EXERCISE INSTRUCTIONS: From the entries below, transcribe exactly the lines between the line holding "[FIX] business_requirement_deliverable and" and the line holding "- business_requirement_deliverable_cost", inclusive; skip all other lines.

SOURCE DATA:
- - - - - - -

PR #172, opened 2017-06-08
[FIX] business_requirement_deliverable and business_requirement_deliverable_cost

martintorresvm:
[FIX] business_requirement_deliverable_cost
- Actual ACL configuration makes imposible for a BR user
create,modify,duplicate properly a BR with the modules:
  - business_requirement_deliverable
  - business_requirement_deliverable_cost
- Need to move the ACL restrictions on View level.

### DIFF
--- a/business_requirement_deliverable/models/business.py
+++ b/business_requirement_deliverable/models/business.py
@@ -283,9 +283,7 @@ class BusinessRequirement(models.Model):
     total_revenue = fields.Float(
         compute='_compute_deliverable_total',
         string='Total Revenue',
-        store=True,
-        groups='business_requirement_deliverable.'
-        'group_business_requirement_estimation'
+        store=True
     )
     currency_id = fields.Many2one(
         comodel_name='res.currency',
--- a/business_requirement_deliverable/views/business_view.xml
+++ b/business_requirement_deliverable/views/business_view.xml
@@ -239,7 +239,9 @@
             <field name="arch" type="xml">
                 <xpath expr='//tree/field[@name="change_request"]' position='after'>
                     <field name="currency_id"/>
-                    <field name="total_revenue" sum="Total revenue"/>
+                    <field name="total_revenue"
+                           sum="Total revenue"
+                           groups="business_requirement_deliverable.group_business_requirement_estimation"/>
                 </xpath>
             </field>
         </record>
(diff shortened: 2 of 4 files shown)


martintorresvm:
@elicoidal @seb-elico Could have a look?

dreispt (approved):

rubencabrera (approved):
:+1:

elicoidal (approved):

elicoidal:
@seb-elico @dreispt @pedrobaeza 

I personally prefer the control at model level (to avoid export or ERPPeek leaks) but I do not see how to achieve reasonable usability.

Shall we override the copy function and use SUDO instead?

elicoidal (commented):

- - - - - - -

RESPONSE AREA:
[FIX] business_requirement_deliverable and business_requirement_deliverable_cost

martintorresvm:
[FIX] business_requirement_deliverable_cost
- Actual ACL configuration makes imposible for a BR user
create,modify,duplicate properly a BR with the modules:
  - business_requirement_deliverable
  - business_requirement_deliverable_cost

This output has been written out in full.